[Stored items]
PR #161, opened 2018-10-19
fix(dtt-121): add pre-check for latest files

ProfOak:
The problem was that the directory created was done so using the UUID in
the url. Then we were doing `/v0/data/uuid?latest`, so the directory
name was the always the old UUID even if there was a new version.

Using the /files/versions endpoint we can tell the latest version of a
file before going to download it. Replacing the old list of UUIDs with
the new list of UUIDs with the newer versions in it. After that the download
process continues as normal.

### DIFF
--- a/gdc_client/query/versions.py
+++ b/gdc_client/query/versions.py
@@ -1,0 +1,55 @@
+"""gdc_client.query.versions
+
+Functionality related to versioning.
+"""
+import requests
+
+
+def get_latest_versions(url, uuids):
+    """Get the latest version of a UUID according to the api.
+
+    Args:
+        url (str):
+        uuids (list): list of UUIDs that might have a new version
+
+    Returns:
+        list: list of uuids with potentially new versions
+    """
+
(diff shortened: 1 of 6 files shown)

What the task asks: Each line above that contains "download" counts once; report the resulting number and nothing else.

Response to the exercise: 2